Question

Let f be the function defined by f(x)=3/(2x²−7x+5).

(c) Using the identity that
3/(2x²−7x+5)= [2/(2x-5)] - [1/(x-1)]
evaluate ∫{5,[infinity]} f (x) dx or show that the integral diverges

Answer 1

Step-by-step explanation:

To evaluate the integral ∫[5,∞] f(x) dx, we can use the given identity to rewrite the function f(x) as a difference of fractions:

f(x) = 3/(2x² - 7x + 5) = 2/(2x - 5) - 1/(x - 1).

Now, let's integrate the function f(x) over the given interval [5, ∞]:

∫[5,∞] f(x) dx = ∫[5,∞] (2/(2x - 5) - 1/(x - 1)) dx.

We can integrate each term separately:

∫[5,∞] (2/(2x - 5)) dx = 2∫[5,∞] (1/(2x - 5)) dx.

To evaluate this integral, we can use the u-substitution method:

Let u = 2x - 5, then du/dx = 2, and dx = du/2.

Substituting these values into the integral, we get:

2∫[5,∞] (1/(2x - 5)) dx = 2∫[u(5),∞] (1/u) (du/2)

= ∫[u(5),∞] (1/u) du

= ln|u|∣∣[u(5),∞]

= ln|2x - 5|∣∣[5,∞].

Now let's evaluate the second term of the original integral:

∫[5,∞] (1/(x - 1)) dx.

To evaluate this integral, we can use the u-substitution method again:

Let u = x - 1, then du/dx = 1, and dx = du.

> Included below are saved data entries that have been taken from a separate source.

Issue #507, opened 2026-05-31
refactor(project): axis-symmetric VariantProjection (genome as optional pivot) — design


nh13:
Design issue (no code yet). #498 made `VariantProjection.genomic` `Option<HgvsVariant>` so a genome-less projection (bare-`NM_` c.→p.) can honestly report "no genomic form" rather than erroring. That is a first step toward a principled model.

## Proposed direction

Today `VariantProjection` and the projection engine are **genome-centric**: every c./n./r. input is forced through `project_to_genomic` (a mandatory pivot), and the result type's framing assumes a g. anchor. The principled model:

1. **Axis-symmetric result** — each coordinate field is independently optional; a projection carries whatever representations are derivable from the input + available reference data. `None` means "not available", not an error.
2. **Genome as an optional pivot, not the spine** — compute each target axis by the most direct route (c.→p. straight from the CDS, as #498 now does; c.↔g. only when an alignment exists).
3. **Preserve the existing Err-vs-None discipline** — `Err` for caller mistakes (e.g. transcript_id mismatch), `None` for "no such representation / consequence". (A richer typed-absence enum was considered and rejected as premature — `Option` plus the existing `is_intronic`/`is_utr` flags already suffice; revisit only if a consumer needs to branch on the reason.)

## Constraints / coordination

- API-breaking (the result struct + Python bindings) — version-bump and do it once.
- Must be **co-designed with #485** (r./n. prediction surface — the producers for those axes) so the struct isn't given producer-less fields; and informed by #480, but **#480 is out of scope** — for NG-relative inputs there is generally a correct genomic coordinate, so "Unavailable" there would mask a coordinate-math bug rather than fix it.

Refs #498, #485, #480, #326.

nh13:
Status update: incremental steps toward the axis-symmetric design have merged:

- #508 — made `VariantProjection.genomic` an `Option` (genome as optional pivot, first step)
- #592 — added the `noncoding` axis (Cycle 1b-ii)
- #598 / #599 / #603 — hgvs-rs projection oracle, microbenchmarks, and `AlignmentGap` (E3007) error work

The API-breaking unification (genome-as-optional-pivot co-designed with #485, and folding `Normalizer`'s c→g into a unified projection path per #622) remains the open design surface this issue tracks.

nh13:
[...]

PR #587, opened 2026-06-10
fix(project): scan the 3'UTR for a frameshift's new stop (fsTer{K}, not fsTer?)

nh13:
## Summary

A frameshift whose new in-frame stop lies in the **3'UTR** (past the annotated CDS end) was mis-predicting `p.(…fsTer?)` instead of the true `p.(…fsTer{K})`. `build_frameshift_variant` scanned only the **CDS-truncated** mutated sequence (`build_mutated_cds_with_ref` stops at `cds_end`), so a downstream stop in the 3'UTR was never found. The stop-loss/extension path already handled this by appending `seq[cds_end..]`; this extracts that into a shared `mut_cds_with_3utr` helper and uses it in **both** the frameshift and extension predictors.

A frameshift's new stop is, in the common case, downstream of the original stop — so this affected a broad class of near-3'-end frameshifts, all silently degrading to `fsTer?`.

The fix is **strictly additive**: when an in-CDS stop already exists, the first-`Ter` position is unchanged, so an existing `fsTer{K}` count is never altered — only `fsTer?` is converted to the correct `fsTer{K}` for the 3'UTR-stop cases.

## Changes

- `helpers.rs`: new `mut_cds_with_3utr(mut_cds, transcript)` — appends the unchanged 3'UTR to a mutated CDS so a shifted/read-through frame can find a stop past `cds_end`; guarded against `cds_end > seq.len()` (mirrors `read_full_cds`).
- `indel.rs`: `build_frameshift_variant` now scans the 3'UTR-extended sequence (the fix); `build_extension_variant` is DRY'd onto the same helper (removes ~22 lines of duplicated 3'UTR-append logic).
- Regression test (`frameshift_new_stop_in_3utr_emits_fster_count`) with the codon-by-codon construction: `del c.4` on `Met-Lys-Lys-Lys-Ter` + a 3'UTR stop → `p.(Lys2ArgfsTer5)` (was `p.(Lys2ArgfsTer?)`).

## Test plan

- [x] New regression test fails before the fix (`fsTer?`), passes after (`fsTer5`).
- [x] Full CI-equivalent suite (manifest absent): 6751 passed, 0 failed.
- [x] `cargo fmt` clean; `clippy --all-targets -D warnings` clean.
- [x] Adversarial correctness review: fix is strictly additive; no existing test encoded the bug; `alt_protein`/`new_aa` unaffected (frameshift divergence is always in-CDS).

## Context

First concrete deliverable of the projection-engine program (#326 / #507): a confirmed `c→p` consequence-prediction correctness fix. Independent of the open conformance PRs; off `main`.

### DIFF
--- a/src/project/protein/helpers.rs
+++ b/src/project/protein/helpers.rs
@@ -526,6 +526,15 @@ pub(crate) fn mut_cds_with_3utr(
         .ok_or_else(|| FerroError::ConversionError {
             msg: format!("transcript {} has no CDS end", transcript.id),
         })? as usize;
+    // Guard the slice (mirrors `read_full_cds`): in the normal flow the caller
+    // has already validated the transcript via `RefProteinBundle::from_transcript`,
+    // but this is `pub(crate)` — return a clean error rather than panic if a
+    // future caller passes a transcript whose `cds_end` exceeds its sequence.
+    if cds_end > seq.len() {
+        return Err(FerroError::ProteinSequenceUnavailable {
+            accession: transcript.id.clone(),
+        });
+    }
     Ok(format!("{mut_cds}{}", seq[cds_end..].to_ascii_uppercase()))
 }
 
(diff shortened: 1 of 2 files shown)


nh13:
@coderabbitai review

nh13:
@coderabbitai review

Substituting these values into the integral, we get:

∫[5,∞] (1/(x - 1)) dx = ∫[u(5),∞] (1/u) du

= ln|u|∣∣[u(5),∞]

= ln|x - 1|∣∣[5,∞].

Now, let's evaluate the integral:

∫[5,∞] f(x) dx = ∫[5,∞] (2/(2x - 5) - 1/(x - 1)) dx

= ln|2x - 5|∣∣[5,∞] - ln|x - 1|∣∣[5,∞].

When we evaluate the upper limit of integration (x = ∞), both ln|2x - 5| and ln|x - 1| approach positive infinity. Thus, the integral ∫[5,∞] f(x) dx also approaches positive infinity.

Therefore, we can conclude that the integral ∫[5,∞] f(x) dx diverges.

Answer 2

The integral ∫[5,∞] f(x) dx diverges.

Step-by-step explanation:

To evaluate the given integral ∫{5,[∞]} f(x) dx using the provided identity, we can rewrite the function f(x) as:

f(x) = 3/(2x²−7x+5) = 2/(2x-5) - 1/(x-1)

Now, we can express the integral in terms of this new representation of f(x):

∫{5,[∞]} f(x) dx = ∫{5,[∞]} (2/(2x-5) - 1/(x-1)) dx

We will now evaluate each part separately.

First, let’s consider the integral of 2/(2x-5):

∫{5,[∞]} 2/(2x-5) dx

To solve this, we can use a u-substitution where u = 2x - 5. Then, du = 2dx, and when x = 5, u = 2*5 - 5 = 5. When x approaches infinity, u approaches infinity. The integral becomes:

(1/2) ∫{5,[∞]} du/u

The integral of du/u is ln|u|, so the integral becomes:

(1/2) ln|u| evaluated from 5 to infinity

As u approaches infinity, ln|u| also approaches infinity. Therefore, this part of the integral diverges.

Next, let’s consider the integral of -1/(x-1):

∫{5,[∞]} -1/(x-1) dx

This integral can be evaluated using a simple substitution where v = x - 1. Then, dv = dx, and when x = 5, v = 5 - 1 = 4. When x approaches infinity, v approaches infinity. The integral becomes:

∫{4,[∞]} dv/v

The integral of dv/v is ln|v|, so the integral becomes:

ln|v| evaluated from 4 to ∞

As v approaches infinity, ln|v| also approaches infinity. Therefore, this part of the integral also diverges.

Since both parts of the integral diverge as x approaches infinity, the given integral ∫{5,[∞]} f(x) dx also diverges.